Peggy Carlson, President and Co-Founder

Dr. Carlson has been practicing emergency medicine for more than 25 years. She has also written two chapters in a textbook entitled The Clinical Practice of Emergency Medicine.

She has also spent much of the past 30 years working in animal protection both on the local and national levels. On the local level she has volunteered time at local animal shelters and has fostered cats for the shelters.  On a national level she has worked with several animal protection groups, including the Humane Society of the United States, the Physicians’ Committee for Responsible Medicine and Alley Cat Allies. She is currently the co-chair of the Scientific Advisory Council of the Humane Society of the United States. She has testified before Congress on the problems with animal experimentation within the Department of Defense. She has testified before the Maryland State Legislature on students’ rights to abstain from animal dissection. She has also worked with medical schools to replace their animal teaching labs with the nonanimal teaching labs that are used in the majority of schools.

Dr. Carlson has also written on several animal protection topics. She wrote a chapter on the use of animals in science and medicine in A Primer on Animal Rights. In addition, she has written several letters-to-the-editor and editorials on animal-related topics. She has co-editing and written a book on the nutritional aspects and health benefits of a vegetarian diet.

She co-founded Little Buddies Adoption and Humane Society with Louise Holton. 

Louise Holton, Vice-President and Co-Founder

Holton, a South African, worked in Africa on conservation issues in the 1970s, concentrating on endangered species such as the cheetah. She also worked with the Johannesburg SPCA on cat overpopulation including pioneering work on nonlethal control of homeless and stray cats.

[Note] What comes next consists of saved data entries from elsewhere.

PR #79, opened 2026-06-17
feat(lns-run): host bind mounts with KEEP/DROP secret guard

jansav:
## Summary

The day-one motivating use case — "run an agent against *this* repo" — requires live host files in the sandbox. Named volumes only give you scratch space. This PR adds **host bind mounts** to `lns run -v`, while enforcing the core principle that real secrets stay outside the workload.

### 1. `-v` disambiguation: absolute path → host bind, bare name → named volume

`MountSpec` replaces `VolumeMount` as the `-v` value type. Parsing is shape-based: a leading `/` in the source segment routes to `BindSpec`; anything else stays a `VolumeMount`. No flags, no ambiguity.

```
lns run -v "$(pwd)":/work alpine          # host bind (new)
lns run -v build-cache:/cache alpine      # named volume (unchanged)
lns run -v /etc/myapp:/config:ro alpine   # read-only host bind
```

The `MountSpec` type flows through `RunArgs`, `RunDefaults`, and `apply_run_defaults`. A missing host path is refused before the run starts — not silently created (deliberate Docker divergence, documented).

### 2. Secret guard: KEEP/DROP prompt with per-machine decisions

Before the run starts, `lns` scans the **top level** of each bind root for secret-shaped files (`.env*`, `*.pem`, `*.key`, `id_rsa`, `.npmrc`, `.netrc`, `.ssh/`, `.aws/`, `.gnupg`, …) and prompts once per undecided file:

```
Host bind: /Users/you/proj/.env looks like a secret. Expose it to the workload? [k]eep / [D]rop (default):
```

- Decisions are stored in `~/.lns-host-bind-decisions.json` — per-machine, never committed.
- **Default on bare Enter is DROP** — the safe choice.
- A **detached run** (`-d`) drops all undecided secrets regardless of TTY, so `lns run -d` never blocks.
- A **non-interactive run** (no terminal) drops and reports on stderr without prompting.

For team-wide "never expose these" rules, commit a `.lensignore` in the bind root — one path per line. Entries may be nested (`packages/api/.env`), must stay inside the bind (no leading `/`, no `..`), and rules for absent files are silent no-ops.

### 3. Guest-side masking (lns-init)

Dropped paths ride the kernel cmdline (`bind.N.drop.M=<name>`) to PID-1 in the guest. `lns-init` mounts each bind as a tagged virtio-fs share, then masks each dropped path **before** the workload sees the filesystem:

- A regular file → `/dev/null` bind-mount over it.
- A directory → empty `tmpfs` (mode `0000`, 4 KiB) over it.

A truncated drop-list (cmdline cut short) makes the guest **refuse to boot** with `IncompleteBind` rather than silently expose a file the operator chose to drop.

### 4. Service: virtio-fs share per bind (Vz)

Each bind becomes its own `VZVirtioFileSystemDeviceConfiguration` on the macOS Vz backend, tagged `lns-bind-{N}`. The content share tag is unaffected. The Cloud Hypervisor (Linux) backend continues to `bail!` entirely — no half-wired Linux path.

### 5. Audit chain records exposed vs masked

`record_bind_attached` appends a `bind_attached` event with `origin: host`, `source`, `target`, `exposed_secrets`, and `dropped_secrets` to the run's audit log. A KEEP is a deliberate risk acceptance, and the audit record names it explicitly.

## Docs

`docs/running-workloads.md` gains a "Host bind mounts" section covering the grammar, the secret flow, `.lensignore`, the top-level-only scan limitation, and mitigations. `docs/getting-started.md` and `docs/cli-reference.md` updated to surface the feature at first-touch.

## Test instructions

1. **No binds — unchanged behavior**: `lns run build-cache:/cache alpine -- sh -c "ls /cache"` — named volume attach works as before, no prompt, no new output.

2. **Clean bind**: `lns run -v "$(pwd)":/work alpine -- ls /work` — if the bind root has no secret-shaped files, no prompt appears and the run proceeds.

3. **First-time secret prompt — DROP**: Create `/tmp/test-bind/.env` with `SECRET=1`. Run `lns run -v /tmp/test-bind:/work alpine -- ls /work`. The prompt appears for `.env`. Press Enter (default DROP). Verify `/work/.env` is absent in the workload (or a zero-byte file). Run again — no prompt.

4. **First-time secret prompt — KEEP**: Same setup. Answer `k` at the prompt. Verify `/work/.env` is present and readable in the workload. Run again — no prompt.

5. **Read-only bind**: `lns run -v /tmp/test-bind:/work:ro alpine -- touch /work/x` — the mount is read-only, the write fails.

6. **`.lensignore`**: Add `notes.txt` to `/tmp/test-bind` and a `.lensignore` listing `notes.txt`. Run — no prompt, `notes.txt` is absent in `/work`.

7. **Detached run drops without prompting**: `lns run -d -v /tmp/test-bind:/work alpine -- sleep 30` — no prompt; a message on stderr reports the dropped `.env`.

8. **Missing host path**: `lns run -v /tmp/does-not-exist:/work alpine` — fails immediately with "host path does not exist" before connecting to the daemon.

9. **Run summary**: Any bind run — the `lns run` summary header lists `Bind: /tmp/test-bind → /work (read-write)` and, after resolution, `.env: kept (exposed)` or `.env: dropped`.

### DIFF
--- a/crates/lns-cli/src/run/host_bind.rs
+++ b/crates/lns-cli/src/run/host_bind.rs
@@ -53,15 +53,42 @@ pub fn looks_like_secret(name: &str) -> bool {
         || EXACT_SECRET_NAMES.contains(&name)
 }
 
-/// Top-level names that need a KEEP/DROP decision: secret-shaped files, plus anything the bind's `.lensignore` names so an explicit "never expose this" works for any file, not only secret-shaped ones.
-fn names_needing_a_decision(scan: &dyn DirScan, root: &Path, ignore: &[String]) -> Vec<String> {
+fn secret_shaped_top_level(scan: &dyn DirScan, root: &Path) -> Vec<String> {
     let mut found: Vec<String> = scan
         .entries(root)
         .into_iter()
-        .filter(|name| looks_like_secret(name) || is_ignored(name, ignore))
+        .filter(|name| looks_like_secret(name))
         .collect();
     found.sort();
     found
+}
+
+/// `.lensignore`-listed paths that exist in the bind, dropped with no prompt; a nested entry is honored so an explicit "never expose this" reaches a secret the top-level scan can't see.
+fn ignored_paths_present(
+    scan: &dyn DirScan,
+    root: &Path,
+    ignore: &[String],
+) -> Result<Vec<String>> {
+    let mut found = Vec::new();
+    for entry in ignore {
+        validate_lensignore_entry(entry)?;
+        if scan.exists(&root.join(entry)) {
+            found.push(entry.clone());
+        }
+    }
+    found.sort();
+    Ok(found)
+}
+
+/// A `.lensignore` entry is masked at `target/<entry>` in the guest, so an absolute or `..`-bearing entry would escape the bind — refuse it loudly rather than silently expose the file the operator listed.
+fn validate_lensignore_entry(entry: &str) -> Result<()> {
+    if entry.starts_with('/') {
+        bail!(".lensignore entry {entry:?} must be relative to the bind, not an absolute path");
+    }
+    if entry.split('/').any(|seg| seg == "." || seg == "..") {
+        bail!(".lensignore entry {entry:?} must not contain `.` or `..` path segments");
+    }
+    Ok(())
 }
 
 pub fn lensignore_patterns(scan: &dyn DirScan, root: &Path) -> Vec<String> {
@@ -97,6 +124,7 @@ impl ResolvedBind {
             target: self.target.clone(),
             read_only: self.read_only,
             dropped_paths: self.dropped.clone(),
+            kept_paths: self.kept.clone(),
         }
     }
 }
@@ -121,9 +149,11 @@ pub fn resolve_binds(
         let ignore = lensignore_patterns(scan, root);
         let mut kept = Vec::new();
         let mut dropped = Vec::new();
-        for name in names_needing_a_decision(scan, root, &ignore) {
+        for path in ignored_paths_present(scan, root, &ignore)? {
+            push_drop(&mut dropped, path)?;
+        }
+        for name in secret_shaped_top_level(scan, root) {
             if is_ignored(&name, &ignore) {
-                push_drop(&mut dropped, name)?;
                 continue;
             }
             let key = root.join(&name).to_string_lossy().into_owned();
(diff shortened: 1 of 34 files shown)


crates/lns-cli/src/run/host_bind.rs
```diff
@@ -0,0 +1,689 @@
...
+    "credentials",
+    ".ssh",
+    ".aws",
+    ".gnupg",
+];
+
+pub fn looks_like_secret(name: &str) -> bool {
+    name.starts_with(".env")
+        || name.ends_with(".pem")
+        || name.ends_with(".key")
```
panuhorsmalahti, line 60: We could add more: `*.ppk, *.keystore, credentials.*`

crates/lns-cli/src/run/host_bind.rs
```diff
@@ -0,0 +1,689 @@
...
+    ".pgpass",
+    "id_rsa",
+    "id_dsa",
+    "id_ecdsa",
+    "id_ed25519",
+    "credentials",
+    ".ssh",
+    ".aws",
+    ".gnupg",
+];
```
panuhorsmalahti, line 54: We could add more: .kube, .azure, .oci, .docker, .yarnrc.yml, .pypirc, credentials, auth.json, .netrc

crates/lns-cli/src/run/host_bind.rs
jansav: Done — added `*.ppk` (PuTTY keys) and `*.keystore` (Java keystores) as suffix matches, plus a `credentials.*` prefix match (bare `credentials` was already an exact entry). Extended the `looks_like_secret` unit test to pin `server.ppk`, `release.keystore`, and `credentials.json`. (commit e96bd2b)

crates/lns-cli/src/run/host_bind.rs
jansav: Done — added `.kube`, `.azure`, `.oci`, `.docker`, `.yarnrc.yml`, `.pypirc`, and `auth.json` to `EXACT_SECRET_NAMES` (`credentials` and `.netrc` were already in the list). Extended the unit test to pin the new entries. (commit e96bd2b)

panuhorsmalahti (approved):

She moved to the US in 1986 to work in animal protection. She was the founder of Alley Cat Allies in 1990, bringing to the US her experience in working with homeless cats in South Africa and also involving her many British counterparts, biologists and veterinarians, who pioneered this work in Britain and in other parts of the world.

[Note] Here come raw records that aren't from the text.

PR #106, opened 2026-06-25
feat(sandbox): lns sandbox commit — round-trip a modified mount back to the registry

msa0311:
**Stacked on #61** (base = `feat/registry-login-policy-artifacts`; retarget to `main` once #61 merges). Depends on #61's registry/artifact-mount code.

Adds a `docker commit`-style round-trip so config a user (or a compliant agent) edits *inside* a running sandbox can be pushed back to the registry — today those edits land only in the ephemeral overlay upper and are lost on teardown.

## `lns sandbox commit <run> [--mount <ref|path>] [--to <ref>]`

Captures the current content of an **application-layer** mount from a **running** sandbox and re-pushes it as an updated artifact. Two capture paths, by family:

- **Layer-based (`fileset` / `tool` / `knowledge`)** — pulls the source layer to get its *original* entry list, then re-tars exactly those paths' current content (`tar -C <path> -czf - <entries>`). A mount like hermes' `/opt/data` that the agent filled with runtime junk (cron/, logs/…) still yields just `config.yaml`. Pushes the source config blob unchanged + the new layer.
- **`model`** (the compliant-agent config at `/etc/agent/model`) — re-reads the mounted spec and folds it back into the source envelope's `spec` (inverts the boot-time spec unwrap), pushing a new config blob (no layer).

She has often been quoted in the media as an expert in dealing with cats and on issues pertaining to them, such as rabies control and wildlife predation. Holton has received numerous awards for her articles and newsletters, including several prestigious Muse Medallions, from the Cat Writers Association and has had the privilege of serving as a keynote speaker at the CWA annual conference.

Holton has been a member of the Summit of Animals, a collection of national animal protection groups. Holton has also been a member of the California Council of Animal Advocates, which finds solutions to animal overpopulation. She was a presenter at the Scientific Workshop on Feral Cats sponsored by American Humane Association and presented workshops on feral cats at the Western Veterinary Medicine Conference.

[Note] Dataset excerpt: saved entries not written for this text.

PR #107, opened 2026-06-29
feat: make the `lns run` detach chord a docker-style detach

### LINKED ISSUE #58: lns run: make the detach chord a docker-style detach (leave the run running)
## Problem

`lns run -it`'s detach chord (`ctrl-p,ctrl-q`) is **terminate-and-exit**, not a docker-style detach: it sends `SIGHUP` to the workload's foreground process group and the CLI returns the workload's exit code (129 for an `sh` killed by SIGHUP). The run does not survive. This diverges from docker, where the detach keys leave the container running.

`lns sandbox attach` was fixed to do a true docker-style detach on the `lifecycle-consolidation` branch (chord leaves the run running, no signal). The same fix can't be applied to `lns run` without service-side work, so `run` and `attach` now intentionally differ.

## Why `lns run` is harder

The service ties an attached (non-`-d`) run to its CLI. `post_pump_action` in `crates/lns-service/src/ipc/mod.rs` maps a CLI stream-close on a non-detached run to `CancelAndDeregister` — it cancels (kills) the run. Only `-d` runs get `BackgroundDrain` and survive. So even if the CLI stopped sending SIGHUP and just disconnected, the service would cancel the run anyway.

## Proposed approach

1. Add a deliberate **Detach** intent to the host↔CLI IPC (`crates/lns-ipc`) — the CLI signals "I'm detaching on purpose" before closing the stream.
2. Service: on the Detach intent, keep the run alive (treat like `BackgroundDrain`) instead of `CancelAndDeregister`; distinguish deliberate detach from an accidental CLI crash.
3. CLI: on the chord for `lns run`/`exec`, send the Detach intent, stop relaying, and return `0` without SIGHUP and without draining-to-exit — the `DetachBehaviour::LeaveRunning` path already used by `attach` in `crates/lns-cli/src/service/orchestrator.rs`.
4. Rewrite smoke-test contract #3 in `crates/lns-cli/tests/smoke/interactive-shell.exp` — it currently asserts exit `129` (128 + SIGHUP). New contract: after the chord the CLI returns `0`, the run is still listed by `lns sandbox ls`, and `lns sandbox attach` re-joins it.
5. Update `--detach-keys` help in `crates/lns-cli/src/cli.rs` and the detach sections of `docs/running-workloads.md` + `docs/cli-reference.md`.

## Acceptance criteria

- [ ] `lns run -it  -- sh`, then `ctrl-p ctrl-q`: CLI returns `0`, the run keeps running, `lns sandbox ls` still lists it, and `lns sandbox attach <id>` re-joins it.
- [ ] No SIGHUP is sent to the workload on detach.
- [ ] An accidental CLI disconnect (killing the `lns` process) follows an explicit, documented policy (cancel or survive — decide and pin it).
- [ ] Smoke test `interactive-shell.exp` updated to the new contract.
- [ ] Help text + docs describe `lns run` detach as leaving the run running.

## Context

- `DetachBehaviour` seam + `attach` fix: `crates/lns-cli/src/service/orchestrator.rs`, `crates/lns-cli/src/sandbox/mod.rs`
- Cancel-on-disconnect policy: `post_pump_action` in `crates/lns-service/src/ipc/mod.rs`
- Current chord contract: `crates/lns-cli/tests/smoke/interactive-shell.exp`

chenhunghan:
## What

`lns run -it`'s detach chord (`ctrl-p,ctrl-q`) was **terminate-and-exit**: it sent `SIGHUP` to the workload's foreground process group and the CLI returned the workload's exit code (129 for an `sh` killed by SIGHUP). The run did not survive.

It is now a **docker-style detach**, matching `lns sandbox attach`: the CLI returns `0` and the run keeps executing in the background. Re-join it with `lns sandbox attach`.

Closes #58.

## How

The service ties an attached (non-`-d`) run to its CLI — `post_pump_action` mapped a CLI stream-close on a non-detached run to `CancelAndDeregister`. The fix threads a deliberate **detach intent** through the IPC so the service can tell a deliberate detach apart from an accidental CLI crash:

- **`lns-ipc`** — new `Request::RunDetach { run_id }` / `Response::DetachAccepted`.
- **`lns-service`** — `RunDetach` fires a per-run oneshot (`detach_tx` on `RunHandle`); the response pump (`pump_responses`) returns a new `PumpOutcome::Detached`, which `post_pump_action` maps to `BackgroundDrain` (keep running) instead of `CancelAndDeregister`. The run's output keeps flowing into the log buffer, so a later `attach` re-joins it.
- **`lns-cli`** — `lns run`/`exec` no longer hardcode `SignalAndDrain`. `lns run` drives the new `DetachBehaviour::DetachRun`: on the chord it flushes pending input, sends `RunDetach`, sends **no signal**, and returns `0` without draining. `lns exec` keeps its prior `SignalAndDrain` behaviour (exec sessions aren't independently registered, so "leave running + re-attach" doesn't map onto the current model).

## Disconnect policy (acceptance criterion)

A **deliberate** detach (chord) leaves the run running. An **accidental** disconnect — the `lns` process dying without the chord — still cancels the attached run (`WriteFailed` + not-detached → `CancelAndDeregister`, unchanged). Documented in `docs/running-workloads.md` and `docs/cli-reference.md`.

## Tests

- Layer 3: `request_detach` (registry), `PumpOutcome::Detached` → `BackgroundDrain`, `pump_responses` returns `Detached` on signal / ignores a dropped sender, `handle_request(RunDetach)` accept + unknown-run error, `plan_feed` Trigger sends `RunDetach` (no SIGHUP) for `DetachRun`, `exit_code_after_detach(DetachRun)` returns 0 without draining, IPC round-trips.
- Smoke: `crates/lns-cli/tests/smoke/interactive-shell.exp` contract #3 rewritten — chord → exit `0`, run still listed by `lns sandbox ls`, `lns sandbox attach` re-joins (manual, needs a live microVM).
- Gate: `make lint`, `make complexity`, and the affected-crates coverage gate (lns-ipc / lns-service / lns-cli all 100% on changed files) pass locally.

### DIFF
--- a/crates/lns-cli/src/service/orchestrator.rs
+++ b/crates/lns-cli/src/service/orchestrator.rs
@@ -779,12 +779,20 @@ async fn send_one_shot(socket: &Path, request: &Request) -> Result<()> {
     let mut stream = UnixStream::connect(socket)
         .await
         .with_context(|| format!("connecting to {} for one-shot", socket.display()))?;
+    write_and_await_ack(&mut stream, request).await
+}
+
+async fn write_and_await_ack<S>(stream: &mut S, request: &Request) -> Result<()>
+where
+    S: AsyncReadExt + AsyncWriteExt + Unpin,
+{
     let frame = encode_frame(request).context("encoding one-shot request")?;
     stream
         .write_all(&frame)
         .await
         .context("writing one-shot request")?;
-    let _ = read_frame_bytes_async(&mut stream).await;
+    // Awaiting the reply is load-bearing for RunDetach: it blocks until the service has fired detach_tx, so the CLI never closes the run stream first and trips WriteFailed → CancelAndDeregister.
+    let _ = read_frame_bytes_async(stream).await;
     Ok(())
 }
 
@@ -1795,6 +1803,34 @@ mod tests {
         );
         assert!(matches!(control, PumpControl::Detach));
         assert!(pending.is_empty());
+    }
+
+    #[tokio::test(start_paused = true)]
+    async fn write_and_await_ack_blocks_until_the_service_responds() {
+        let (mut client, mut server) = tokio::io::duplex(4096);
+        let mut ack = std::pin::pin!(write_and_await_ack(
+            &mut client,
+            &Request::RunDetach { run_id: 7 },
+        ));
+
+        assert!(
+            timeout(Duration::from_millis(50), &mut ack).await.is_err(),
+            "the detach round-trip must not complete before the service acknowledges — \
+             a fire-and-forget RunDetach would let the CLI close the run stream first and \
+             reintroduce terminate-on-detach",
+        );
+
+        let req = read_frame_bytes_async(&mut server)
+            .await
+            .expect("server reads the request");
+        let decoded: Request = decode_frame(&mut &req[..]).expect("decode request");
+        assert_eq!(decoded, Request::RunDetach { run_id: 7 });
+
+        let frame = encode_frame(&Response::DetachAccepted).expect("encode ack");
+        server.write_all(&frame).await.expect("server writes ack");
+
+        ack.await
+            .expect("the round-trip completes once the service acknowledges");
     }
 
     #[test]
--- a/crates/lns-cli/src/service/orchestrator.rs
+++ b/crates/lns-cli/src/service/orchestrator.rs
@@ -220,6 +220,7 @@ pub async fn run_image(args: RunArgs, debug: bool) -> Result<i32> {
         run_id,
         tty,
         detach_chord,
+        DetachBehaviour::DetachRun,
         quiet,
     )
     .await
@@ -269,7 +270,16 @@ pub async fn exec_image(args: ExecArgs) -> Result<i32> {
     };
     crate::log::debug!(run_id = run_id, "exec session opened");
 
-    drive_attached_session(stream, Some(socket), run_id, tty, detach_chord, args.quiet).await
+    drive_attached_session(
+        stream,
+        Some(socket),
+        run_id,
+        tty,
+        detach_chord,
+        DetachBehaviour::SignalAndDrain,
+        args.quiet,
+    )
+    .await
 }
 
 pub async fn kill(args: KillArgs) -> Result<()> {
@@ -315,6 +325,7 @@ pub async fn ls() -> Result<()> {
 pub enum DetachBehaviour {
     SignalAndDrain,
     LeaveRunning,
+    DetachRun,
 }
 
 pub(crate) async fn drive_attached_session<S>(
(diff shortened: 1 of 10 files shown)


crates/lns-service/src/ipc/mod.rs
```diff
@@ -108,6 +123,15 @@ pub async fn handle_request(request: &Request, started_at: Instant) -> Response
...
             }
         }
+        Request::RunDetach { run_id } => {
+            if crate::run_registry::request_detach(*run_id) {
+                Response::DetachAccepted
+            } else {
+                Response::Error {
+                    message: format!("no active run with id {run_id}"),
+                }
+            }
```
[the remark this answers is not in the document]
chenhunghan: Fixed in fa16807. `request_detach` now returns a `DetachOutcome` enum (`Detached` / `NotAttached` / `NotFound`), and the `RunDetach` handler maps a still-registered-but-already-detached run (signal consumed, or pump already returned) to `"run N is not attached"`, reserving `"no active run with id N"` for a genuinely absent run.

crates/lns-cli/src/service/orchestrator.rs
```diff
@@ -727,11 +739,13 @@ fn plan_feed(
...
             let mut requests: Vec<Request> = drain_pending(run_id, pending).into_iter().collect();
-            if matches!(detach, DetachBehaviour::SignalAndDrain) {
-                requests.push(Request::RunSignal {
+            match detach {
+                DetachBehaviour::SignalAndDrain => requests.push(Request::RunSignal {
                     run_id,
                     signal: SignalKind::Hup,
-                });
+                }),
+                DetachBehaviour::DetachRun => requests.push(Request::RunDetach { run_id }),
```
heikki-laitala, line 747: Nit (maintainability): correctness here quietly depends on `send_one_shot` *awaiting* the `DetachAccepted` response (the `read_frame_bytes_async` at the end of `send_one_shot`) before this stdin pump returns and the CLI exits. That round-trip is what guarantees the service has fired `detach_tx` — and thus `pump_responses` returns `Detached` → `BackgroundDrain` — before the CLI closes its stream. If a future refactor turned `send_one_shot` into fire-and-forget, the stream could close first and the still-pending frame write would `WriteFailed` → `CancelAndDeregister`, silently reintroducing the terminate-on-detach bug this PR fixes. None of the new unit tests cover that ordering (they verify the request is produced and the oneshot fires, but not the await-before-exit invariant). A one-line comment at the `send_one_shot` response read noting it's load-bearing for detach would help — and if there's an easy way to assert it, worth a regression test.

chenhunghan: Good catch — addressed in 4fc9161. Extracted the post-connect `write request + await reply` core of `send_one_shot` into `write_and_await_ack`, which makes the await an explicit, testable seam, and added a regression test (`write_and_await_ack_blocks_until_the_service_responds`) that asserts the round-trip does **not** complete until the peer acknowledges — so a future fire-and-forget refactor fails the test rather than silently reintroducing terminate-on-detach. Also left the one-line load-bearing note at the reply read as you suggested.

heikki-laitala (approved):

Holton served on the Advisory Panel of President Clinton’s Invasive Species Council. Holton is concerned that exotic species are treated inhumanely, and she was a strong voice on this panel for non-lethal control of all sentient animals. Cat Fancy Magazine recognized Holton’s work, and in January 2000 listed this as “one of the Greatest Moments for 20th Century Cats.”

She has been rescuing cats for more than 40 years, and is an expert in dealing with neonatal kittens, homeless and stray cats. Holton is also a world pioneer in promoting and implementing non-lethal control for feral cats. She advises groups in Australia, South Africa, Israel, South America and other countries.